Das Verlegen des digitalen Schlüssels ist schnell geschehen: Entweder man vergisst sein Passwort oder Mitarbeiter verlassen das Unternehmen und hinterlassen ihre Zugangsdaten nicht. Verschlüsselte wie unverschlüsselte Datenträger sind außerdem von denselben Risiken betroffen, die zu einem Datenverlust durch physikalische oder logische Beschädigung führen können. Wenn auf Festplatten nicht mehr zurückgegriffen werden kann und Passwörter nicht mehr vorhanden sind, wird es also dramatisch. Ohne den richtigen Schlüssel ist keine Datenrettung mehr möglich.

Rettungsgrundsätze

Neben dem privaten Benutzernamen und dem Passwort sind nämlich noch weitere codierte Verschlüsselungsalgorithmen notwendig, die im Regelfall auf der Festplatte abgelegt werden. Fehlt ein Glied der Kette, können Daten nicht mehr entschlüsselt und auch nicht gerettet werden. Unklar ist oft schon der Speicherort, wo sich die Informationen über Keys und Algorithmen befinden. Der Master Boot Record hilft hier nur selten. Verschlüsselungslösungen verwenden zum Teil ein komplettes MiniLinux im Frontend. Dieses zieht die Keys während der Verschlüsselung heran. Viele Keys und Prozeduren sind in den sogenannten Bad Block Areas der Festplatte gespeichert, auf die kein Anwender Zugriff hat. Diese Speicheradressen gehören generell zu den bestgehüteten Geheimnissen der Hersteller.

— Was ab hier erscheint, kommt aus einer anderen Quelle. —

PR #9533, opened 2021-03-09
Reduce the log level for some of the more spammy sources

jbradberry:
##### SUMMARY
The log levels for certain things cause the docker terminal logs to be filled with lots of messages about the scheduler and task workers, potentially pushing out of view error log messages that the developer should pay attention to.

Also, let's put in the setting change that allows Django Debug Toolbar to work properly.

##### ISSUE TYPE
 - Bugfix Pull Request

##### COMPONENT NAME
 - API
 - Installer

##### AWX VERSION
```
awx: 17.0.1
```

### DIFF
--- a/awx/settings/development.py
+++ b/awx/settings/development.py
@@ -53,6 +53,10 @@ LOGGING['loggers']['awx.isolated.manager.playbooks']['propagate'] = True  # noqa
 
 # celery is annoyingly loud when docker containers start
 LOGGING['loggers'].pop('celery', None)  # noqa
+# avoid awx.main.dispatch WARNING-level scaling worker up/down messages
+LOGGING['loggers']['awx.main.dispatch']['level'] = 'ERROR'  # noqa
+# suppress the spamminess of the awx.main.scheduler and .tasks loggers
+LOGGING['loggers']['awx']['level'] = 'INFO'  # noqa
 
 ALLOWED_HOSTS = ['*']
 
--- a/docs/debugging.md
+++ b/docs/debugging.md
@@ -5,13 +5,13 @@ Django Debug Toolbar (DDT)
 ----------------
 This is a useful tool for examining SQL queries, performance, headers, requests, signals, cache, logging, and more.  
 
-To enable DDT, you need to set your `INTERNAL_IPS` to the IP address of your load balancer.  This can be overriden in `local_settings`.  
+To enable DDT, you need to set your `INTERNAL_IPS` to the IP address of your load balancer.  This can be overridden by creating a new settings file beginning with `local_` in `awx/settings/` (e.g. `local_overrides.py`).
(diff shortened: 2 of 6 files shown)


awx/settings/development.py
```diff
@@ -53,7 +53,13 @@
 
 # celery is annoyingly loud when docker containers start
 LOGGING['loggers'].pop('celery', None)  # noqa
+# avoid awx.main.dispatch WARNING-level scaling worker up/down messages
+LOGGING['loggers']['awx.main.dispatch']['level'] = 'ERROR'  # noqa
+# suppress the spamminess of the awx.main.scheduler and .tasks loggers
+LOGGING['loggers']['awx']['level'] = 'INFO'  # noqa
 
+# allow Django Debug Toolbar to work in the local dev environment
+INTERNAL_IPS = ('127.0.0.1', '172.19.0.1', '172.18.0.1', '192.168.100.1')
```
rooftopcellist: Do we really want to have DDT enabled by default?  iirc, it adds a fair bit of overhead to requests.

jbradberry: I obviously strongly think so, but let's see if more people are opposed.

jbradberry: All right, pruning it out based on @matburt 's very strong opinion on the matter.

docs/debugging.md
```diff
@@ -5,13 +5,13 @@ Django Debug Toolbar (DDT)
 ----------------
 This is a useful tool for examining SQL queries, performance, headers, requests, signals, cache, logging, and more.  
 
-To enable DDT, you need to set your `INTERNAL_IPS` to the IP address of your load balancer.  This can be overriden in `local_settings`.  
+To enable DDT, you need to set your `INTERNAL_IPS` to the IP address of your load balancer.  This can be overriden by creating a new settings file beginning with `local_` in `awx/settings/` (e.g. `local_overrides.py`).
```
rooftopcellist: nitpick, `overridden` instead of `overriden`.

rooftopcellist (approved):

docs/debugging.md
jbradberry: fine fine, even though that wasn't me...

jbradberry: updated.

ryanpetrello (approved):

awx/settings/development.py
```diff
@@ -53,6 +53,10 @@
 
 # celery is annoyingly loud when docker containers start
 LOGGING['loggers'].pop('celery', None)  # noqa
+# avoid awx.main.dispatch WARNING-level scaling worker up/down messages
+LOGGING['loggers']['awx.main.dispatch']['level'] = 'ERROR'  # noqa
```
AlanCoding, line 57: This has a pretty severely silencing effect on the dispatcher logs, and I'm interested to see if I can return to it to restore those messages.

PR #10141, opened 2021-05-07
Fix prop typo

nixocio:
Fix prop typo.

See: https://www.patternfly.org/2020.04/documentation/react/components/select#props


AlexSCorey (approved):
cool

Issue #7506, opened 2020-07-01
YAML code editor evals the YAML


chrismeyersfsu:
##### SUMMARY
The codemirror box "evals" the yaml references and expands the references. This is undesirable.

##### ENVIRONMENT
* AWX version: X.Y.Z
* AWX install method: openshift, minishift, docker on linux, docker for mac, boot2docker
* Ansible version:  X.Y.Z
* Operating System:
* Web Browser:

##### STEPS TO REPRODUCE

```
---
a: &aa [a,b,c]
b: *aa
```
Create a job template with the above extra vars in the box.

##### EXPECTED RESULTS

![image](https://user-images.githubusercontent.com/722880/86271958-d53b9c00-bb9b-11ea-913a-d34c3f68a822.png)

##### ACTUAL RESULTS

![image](https://user-images.githubusercontent.com/722880/86272042-f3090100-bb9b-11ea-808b-140caf515eec.png)

keithjgrant:
Behavior may have changed slightly here... I can only reproduce this now by toggling the variables to JSON and back to YAML. This makes sense on some level, since JSON doesn't support some of the expressions that YAML does (like &/* repeated nodes). @chrismeyersfsu are you still able to produce this bug without clicking the JSON toggle?

Regarding the toggle: Should we take steps to prevent this behavior? First thing that comes to mind is to keep track whether the value gets edited in JSON mode, and if it isn't, revert to the original YAML to preserve the special expressions

PR #10148, opened 2021-05-07
Add Variables field validation in launch prompt

keithjgrant:
##### SUMMARY
* Adds validation for the Variables field during launch prompts.
* Prevents unexpected expanding of YAML expressions in the default value (similar to #7506) — this was caused by the default value being parsed into a JavaScript object and then re-translated back to YAML when mounting the "Other Prompts" step

addresses #8907 

##### ISSUE TYPE
 - Bugfix Pull Request

##### COMPONENT NAME
 - UI


jakemcdermott (approved):

tiagodread (approved):
This bug is now fixed, we are showing this error message when the Variables validation has erros and the launch button is also disabled.

image

PR #10157, opened 2021-05-10
minikube instructions adjustments from debugging

AlanCoding:
##### SUMMARY
The awx-operator examples expect the `tower_image_version` as a separate var, and can error without that.

Also, there's still an issue getting going with `ansible/deploy-operator.yml`'s Deploy Operator task. I'm still looking into that, the associated hack might change.

##### ISSUE TYPE
 - Docs Pull Request

##### COMPONENT NAME
 - API

##### AWX VERSION
```
19.1.0
```


shanemcd (approved):

AlanCoding:
I took the hack off because it wasn't necessary.

jakemcdermott:
regate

Und selbst wer die Orte kennt, kann aus dem Wissen keinen Nutzen ziehen. Denn schon unabhängig von den Keys verwandeln mathematische Prozeduren die komplette Festplatte in ein unlesbares Bitmuster. Auch professionelle Datenretter können dann nicht mehr erkennen, auf welchen Sektoren sich überhaupt Nutzdaten oder einfach nur bedeutungsloser Hexadezimalcode verbirgt.

Viele Verschlüsselungslösungen bieten jedoch die Möglichkeit, durch eine durchdachte Voreinstellung und die richtige Wahl der ausschlaggebenden Parameter schon im Vorfeld die Chancen für eine später eventuell notwendig werdende Datenrettung zu erhöhen. Mit diesen Parametern lässt sich zum ersten bestimmen, dass im Notfall ein berechtigter Anwender die Daten entschlüsseln kann. Zum zweiten legen sie fest, wie viele zusätzliche Sicherheitskopien der unbedingt notwendigen Schlüssel angelegt werden und wie sie auf sicherem Wege im Zweifelsfall an die Datenretter weitergegeben werden können.

Plan B

Die Datenrettung wird vor allem dann erleichtert, wenn schon im Vorfeld für den Notfall Zugangswege angelegt werden. So bringen manche Lösungen selbst Unterprogramme mit, welche die Festplatten wieder entschlüsseln können. Eine solche Applikation ist eine gute Rückversicherung, weil dann der berechtigte Administrator den Schlüssel noch „umdrehen“ und Daten wieder lesbar machen kann. Anwender sollten auf solche
Einstellungsmöglichkeiten achten. Die Lösungen bieten dazu unterschiedliche Möglichkeiten an.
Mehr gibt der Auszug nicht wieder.